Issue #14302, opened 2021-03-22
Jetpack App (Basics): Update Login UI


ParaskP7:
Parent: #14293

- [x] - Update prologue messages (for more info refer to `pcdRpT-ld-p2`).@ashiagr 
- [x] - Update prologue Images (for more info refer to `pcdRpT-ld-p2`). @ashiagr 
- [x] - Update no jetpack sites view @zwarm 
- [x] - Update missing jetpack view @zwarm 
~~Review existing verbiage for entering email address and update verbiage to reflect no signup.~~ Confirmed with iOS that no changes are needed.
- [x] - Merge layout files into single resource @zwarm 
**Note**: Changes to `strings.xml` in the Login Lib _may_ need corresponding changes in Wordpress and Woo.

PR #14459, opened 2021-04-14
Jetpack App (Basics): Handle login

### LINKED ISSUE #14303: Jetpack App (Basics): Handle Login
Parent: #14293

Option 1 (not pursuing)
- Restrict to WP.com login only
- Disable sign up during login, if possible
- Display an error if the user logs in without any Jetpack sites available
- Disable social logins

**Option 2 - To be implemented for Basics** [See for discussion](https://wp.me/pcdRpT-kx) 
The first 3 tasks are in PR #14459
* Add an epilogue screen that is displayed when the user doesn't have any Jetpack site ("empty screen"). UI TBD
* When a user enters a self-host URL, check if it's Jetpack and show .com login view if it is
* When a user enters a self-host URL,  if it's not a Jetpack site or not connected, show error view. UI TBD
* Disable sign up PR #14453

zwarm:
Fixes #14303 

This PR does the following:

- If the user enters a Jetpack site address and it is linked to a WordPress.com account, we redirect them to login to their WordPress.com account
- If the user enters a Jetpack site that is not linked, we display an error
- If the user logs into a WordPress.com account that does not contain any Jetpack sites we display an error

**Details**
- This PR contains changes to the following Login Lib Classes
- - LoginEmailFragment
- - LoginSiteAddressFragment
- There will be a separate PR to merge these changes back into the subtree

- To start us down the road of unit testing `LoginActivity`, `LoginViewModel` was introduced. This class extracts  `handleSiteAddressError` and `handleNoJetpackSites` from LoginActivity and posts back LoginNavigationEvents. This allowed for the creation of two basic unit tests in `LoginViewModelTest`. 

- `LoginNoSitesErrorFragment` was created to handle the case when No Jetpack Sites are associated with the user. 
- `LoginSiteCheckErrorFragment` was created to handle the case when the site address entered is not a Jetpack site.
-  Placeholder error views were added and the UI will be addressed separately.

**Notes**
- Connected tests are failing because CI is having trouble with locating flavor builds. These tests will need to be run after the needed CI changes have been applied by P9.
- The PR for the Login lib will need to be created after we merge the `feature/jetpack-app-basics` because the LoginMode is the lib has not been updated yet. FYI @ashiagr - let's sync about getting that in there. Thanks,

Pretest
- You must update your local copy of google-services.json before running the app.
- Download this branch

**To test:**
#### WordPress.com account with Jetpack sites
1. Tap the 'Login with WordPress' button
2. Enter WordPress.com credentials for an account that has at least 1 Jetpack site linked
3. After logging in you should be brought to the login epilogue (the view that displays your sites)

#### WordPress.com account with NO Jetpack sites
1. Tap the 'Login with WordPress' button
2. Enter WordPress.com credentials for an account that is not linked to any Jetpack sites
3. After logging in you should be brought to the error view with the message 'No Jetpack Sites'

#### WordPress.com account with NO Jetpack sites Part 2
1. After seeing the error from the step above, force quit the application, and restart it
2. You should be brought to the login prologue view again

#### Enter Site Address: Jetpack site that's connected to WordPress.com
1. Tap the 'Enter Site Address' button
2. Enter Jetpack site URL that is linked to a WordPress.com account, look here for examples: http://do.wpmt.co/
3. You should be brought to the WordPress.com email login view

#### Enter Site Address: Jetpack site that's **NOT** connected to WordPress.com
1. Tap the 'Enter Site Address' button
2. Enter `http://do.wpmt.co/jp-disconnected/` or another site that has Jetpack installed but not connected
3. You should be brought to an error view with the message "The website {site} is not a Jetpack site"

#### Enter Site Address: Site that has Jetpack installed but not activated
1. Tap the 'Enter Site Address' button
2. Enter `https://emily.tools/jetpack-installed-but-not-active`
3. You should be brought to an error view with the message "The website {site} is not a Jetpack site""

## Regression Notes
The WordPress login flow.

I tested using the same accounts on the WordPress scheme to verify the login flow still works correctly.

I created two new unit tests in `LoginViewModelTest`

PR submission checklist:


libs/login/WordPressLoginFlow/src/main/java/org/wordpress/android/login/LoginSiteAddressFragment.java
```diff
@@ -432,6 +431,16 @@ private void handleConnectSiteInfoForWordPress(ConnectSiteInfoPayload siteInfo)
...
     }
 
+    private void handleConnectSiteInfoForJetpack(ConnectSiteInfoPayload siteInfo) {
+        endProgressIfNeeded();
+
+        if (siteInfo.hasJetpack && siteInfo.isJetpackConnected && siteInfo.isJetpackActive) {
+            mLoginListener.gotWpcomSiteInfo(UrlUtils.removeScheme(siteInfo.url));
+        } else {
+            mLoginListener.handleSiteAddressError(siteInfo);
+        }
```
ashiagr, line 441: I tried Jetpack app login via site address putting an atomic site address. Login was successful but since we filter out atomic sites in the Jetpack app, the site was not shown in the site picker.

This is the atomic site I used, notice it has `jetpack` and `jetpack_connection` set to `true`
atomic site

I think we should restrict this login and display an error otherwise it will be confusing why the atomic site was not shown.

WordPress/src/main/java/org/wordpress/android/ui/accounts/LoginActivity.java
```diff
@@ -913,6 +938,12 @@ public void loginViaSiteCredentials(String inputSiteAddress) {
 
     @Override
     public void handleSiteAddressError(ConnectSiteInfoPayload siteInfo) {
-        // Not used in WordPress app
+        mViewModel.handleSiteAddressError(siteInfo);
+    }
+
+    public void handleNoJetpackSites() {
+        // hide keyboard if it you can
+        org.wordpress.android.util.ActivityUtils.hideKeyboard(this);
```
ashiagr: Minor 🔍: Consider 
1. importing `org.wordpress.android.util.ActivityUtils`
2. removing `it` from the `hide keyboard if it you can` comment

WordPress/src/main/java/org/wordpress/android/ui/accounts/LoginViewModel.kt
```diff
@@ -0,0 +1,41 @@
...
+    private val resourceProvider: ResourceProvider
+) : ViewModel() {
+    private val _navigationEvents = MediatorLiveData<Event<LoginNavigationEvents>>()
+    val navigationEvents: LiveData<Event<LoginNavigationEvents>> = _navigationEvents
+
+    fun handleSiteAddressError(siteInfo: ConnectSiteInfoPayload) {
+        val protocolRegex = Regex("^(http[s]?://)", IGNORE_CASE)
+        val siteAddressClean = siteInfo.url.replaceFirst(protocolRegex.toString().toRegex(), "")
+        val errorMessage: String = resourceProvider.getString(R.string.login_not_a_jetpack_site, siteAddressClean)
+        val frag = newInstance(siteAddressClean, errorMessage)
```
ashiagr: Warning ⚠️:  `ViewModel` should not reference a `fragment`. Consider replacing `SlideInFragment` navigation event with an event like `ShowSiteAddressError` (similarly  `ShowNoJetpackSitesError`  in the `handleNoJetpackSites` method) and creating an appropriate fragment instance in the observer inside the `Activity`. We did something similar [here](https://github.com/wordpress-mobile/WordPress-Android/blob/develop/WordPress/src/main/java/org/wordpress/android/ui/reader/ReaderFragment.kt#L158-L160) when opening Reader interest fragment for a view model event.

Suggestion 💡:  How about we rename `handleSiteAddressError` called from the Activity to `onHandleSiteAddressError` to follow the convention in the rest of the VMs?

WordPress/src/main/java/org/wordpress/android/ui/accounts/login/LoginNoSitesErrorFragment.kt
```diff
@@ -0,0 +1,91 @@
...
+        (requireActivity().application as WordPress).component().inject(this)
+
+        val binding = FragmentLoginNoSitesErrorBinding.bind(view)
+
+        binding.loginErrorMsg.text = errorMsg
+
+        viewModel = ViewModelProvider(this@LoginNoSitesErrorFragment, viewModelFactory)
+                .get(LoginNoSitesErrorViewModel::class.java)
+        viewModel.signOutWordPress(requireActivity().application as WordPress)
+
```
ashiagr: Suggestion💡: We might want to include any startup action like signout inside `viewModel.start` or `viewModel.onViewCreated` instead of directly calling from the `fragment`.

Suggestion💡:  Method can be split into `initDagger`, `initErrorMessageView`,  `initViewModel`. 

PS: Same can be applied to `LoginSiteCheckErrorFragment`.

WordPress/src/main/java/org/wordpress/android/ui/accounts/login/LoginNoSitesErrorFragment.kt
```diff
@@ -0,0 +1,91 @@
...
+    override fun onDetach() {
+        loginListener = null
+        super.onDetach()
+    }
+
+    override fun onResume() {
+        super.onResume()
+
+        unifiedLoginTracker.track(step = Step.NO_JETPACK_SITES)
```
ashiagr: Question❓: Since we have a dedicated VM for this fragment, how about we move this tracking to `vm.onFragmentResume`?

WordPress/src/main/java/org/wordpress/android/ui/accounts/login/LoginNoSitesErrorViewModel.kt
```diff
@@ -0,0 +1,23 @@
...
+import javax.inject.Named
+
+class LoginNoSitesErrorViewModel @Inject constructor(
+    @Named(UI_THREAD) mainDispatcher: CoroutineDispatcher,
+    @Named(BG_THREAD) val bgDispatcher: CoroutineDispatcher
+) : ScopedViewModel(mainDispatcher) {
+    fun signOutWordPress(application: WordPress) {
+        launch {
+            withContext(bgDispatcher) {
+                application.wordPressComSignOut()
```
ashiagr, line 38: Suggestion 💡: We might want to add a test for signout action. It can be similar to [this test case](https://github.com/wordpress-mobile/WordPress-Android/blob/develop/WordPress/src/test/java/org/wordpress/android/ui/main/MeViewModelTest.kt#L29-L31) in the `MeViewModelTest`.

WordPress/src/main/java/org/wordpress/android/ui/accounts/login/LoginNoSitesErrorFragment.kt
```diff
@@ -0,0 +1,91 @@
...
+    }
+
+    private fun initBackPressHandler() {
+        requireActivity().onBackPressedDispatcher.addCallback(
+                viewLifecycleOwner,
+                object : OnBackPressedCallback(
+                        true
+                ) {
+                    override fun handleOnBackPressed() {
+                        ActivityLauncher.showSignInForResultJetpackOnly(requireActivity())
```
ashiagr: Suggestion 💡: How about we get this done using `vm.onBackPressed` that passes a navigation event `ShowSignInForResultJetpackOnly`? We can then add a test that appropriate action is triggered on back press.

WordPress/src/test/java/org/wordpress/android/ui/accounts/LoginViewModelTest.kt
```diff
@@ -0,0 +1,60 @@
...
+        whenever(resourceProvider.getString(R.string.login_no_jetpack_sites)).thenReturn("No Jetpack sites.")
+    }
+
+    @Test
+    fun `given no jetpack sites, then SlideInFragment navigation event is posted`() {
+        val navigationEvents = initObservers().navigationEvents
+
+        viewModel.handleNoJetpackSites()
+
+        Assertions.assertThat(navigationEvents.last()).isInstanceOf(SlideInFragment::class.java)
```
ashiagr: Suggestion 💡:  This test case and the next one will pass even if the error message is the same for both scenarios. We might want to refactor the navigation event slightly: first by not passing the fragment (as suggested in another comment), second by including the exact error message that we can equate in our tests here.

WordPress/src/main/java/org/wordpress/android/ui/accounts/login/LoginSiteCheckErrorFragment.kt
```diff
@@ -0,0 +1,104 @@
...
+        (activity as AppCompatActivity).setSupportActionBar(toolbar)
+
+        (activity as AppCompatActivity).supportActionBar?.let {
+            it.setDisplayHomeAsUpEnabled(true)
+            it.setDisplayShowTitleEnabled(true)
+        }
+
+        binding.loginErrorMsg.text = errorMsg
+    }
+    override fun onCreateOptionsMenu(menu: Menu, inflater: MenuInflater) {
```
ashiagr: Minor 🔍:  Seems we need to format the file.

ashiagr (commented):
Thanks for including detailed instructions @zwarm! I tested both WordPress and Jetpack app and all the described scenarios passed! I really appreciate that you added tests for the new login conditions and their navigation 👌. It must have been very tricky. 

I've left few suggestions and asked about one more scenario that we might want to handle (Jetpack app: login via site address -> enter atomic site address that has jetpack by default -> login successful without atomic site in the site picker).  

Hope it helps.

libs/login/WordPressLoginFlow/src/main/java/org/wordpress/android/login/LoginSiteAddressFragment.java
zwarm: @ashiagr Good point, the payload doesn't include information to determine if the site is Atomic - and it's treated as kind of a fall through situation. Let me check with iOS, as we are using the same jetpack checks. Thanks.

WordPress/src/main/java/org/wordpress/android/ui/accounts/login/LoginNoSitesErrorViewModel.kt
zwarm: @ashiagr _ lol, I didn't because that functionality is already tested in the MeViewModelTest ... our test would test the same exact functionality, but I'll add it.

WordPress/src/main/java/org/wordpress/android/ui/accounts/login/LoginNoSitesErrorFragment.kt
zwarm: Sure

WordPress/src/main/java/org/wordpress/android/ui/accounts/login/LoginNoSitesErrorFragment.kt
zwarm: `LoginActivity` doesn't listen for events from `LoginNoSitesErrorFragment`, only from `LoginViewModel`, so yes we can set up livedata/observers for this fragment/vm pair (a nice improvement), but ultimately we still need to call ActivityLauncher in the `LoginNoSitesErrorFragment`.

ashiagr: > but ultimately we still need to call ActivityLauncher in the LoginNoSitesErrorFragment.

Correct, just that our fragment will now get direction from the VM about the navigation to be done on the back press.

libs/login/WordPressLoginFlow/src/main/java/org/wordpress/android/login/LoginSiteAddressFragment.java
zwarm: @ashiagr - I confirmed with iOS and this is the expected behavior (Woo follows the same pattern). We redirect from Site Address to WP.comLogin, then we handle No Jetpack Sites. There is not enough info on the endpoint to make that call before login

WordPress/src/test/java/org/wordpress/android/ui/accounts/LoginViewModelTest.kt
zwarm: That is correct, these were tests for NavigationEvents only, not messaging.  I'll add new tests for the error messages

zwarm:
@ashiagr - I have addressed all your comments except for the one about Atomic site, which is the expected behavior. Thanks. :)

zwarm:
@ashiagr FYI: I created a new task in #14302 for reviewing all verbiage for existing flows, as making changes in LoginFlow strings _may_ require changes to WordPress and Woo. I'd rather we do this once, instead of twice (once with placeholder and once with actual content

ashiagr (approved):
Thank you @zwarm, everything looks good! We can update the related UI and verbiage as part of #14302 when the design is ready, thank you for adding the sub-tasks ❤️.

- TASK GOAL
Keeping every character as it is, restate the lines above that run from the line with "I think we should" through the line with "view model event.", both included, and nothing else.

- RESPONSE BOX
I think we should restrict this login and display an error otherwise it will be confusing why the atomic site was not shown.

WordPress/src/main/java/org/wordpress/android/ui/accounts/LoginActivity.java
```diff
@@ -913,6 +938,12 @@ public void loginViaSiteCredentials(String inputSiteAddress) {
 
     @Override
     public void handleSiteAddressError(ConnectSiteInfoPayload siteInfo) {
-        // Not used in WordPress app
+        mViewModel.handleSiteAddressError(siteInfo);
+    }
+
+    public void handleNoJetpackSites() {
+        // hide keyboard if it you can
+        org.wordpress.android.util.ActivityUtils.hideKeyboard(this);
```
ashiagr: Minor 🔍: Consider 
1. importing `org.wordpress.android.util.ActivityUtils`
2. removing `it` from the `hide keyboard if it you can` comment

WordPress/src/main/java/org/wordpress/android/ui/accounts/LoginViewModel.kt
```diff
@@ -0,0 +1,41 @@
...
+    private val resourceProvider: ResourceProvider
+) : ViewModel() {
+    private val _navigationEvents = MediatorLiveData<Event<LoginNavigationEvents>>()
+    val navigationEvents: LiveData<Event<LoginNavigationEvents>> = _navigationEvents
+
+    fun handleSiteAddressError(siteInfo: ConnectSiteInfoPayload) {
+        val protocolRegex = Regex("^(http[s]?://)", IGNORE_CASE)
+        val siteAddressClean = siteInfo.url.replaceFirst(protocolRegex.toString().toRegex(), "")
+        val errorMessage: String = resourceProvider.getString(R.string.login_not_a_jetpack_site, siteAddressClean)
+        val frag = newInstance(siteAddressClean, errorMessage)
```
ashiagr: Warning ⚠️:  `ViewModel` should not reference a `fragment`. Consider replacing `SlideInFragment` navigation event with an event like `ShowSiteAddressError` (similarly  `ShowNoJetpackSitesError`  in the `handleNoJetpackSites` method) and creating an appropriate fragment instance in the observer inside the `Activity`. We did something similar [here](https://github.com/wordpress-mobile/WordPress-Android/blob/develop/WordPress/src/main/java/org/wordpress/android/ui/reader/ReaderFragment.kt#L158-L160) when opening Reader interest fragment for a view model event.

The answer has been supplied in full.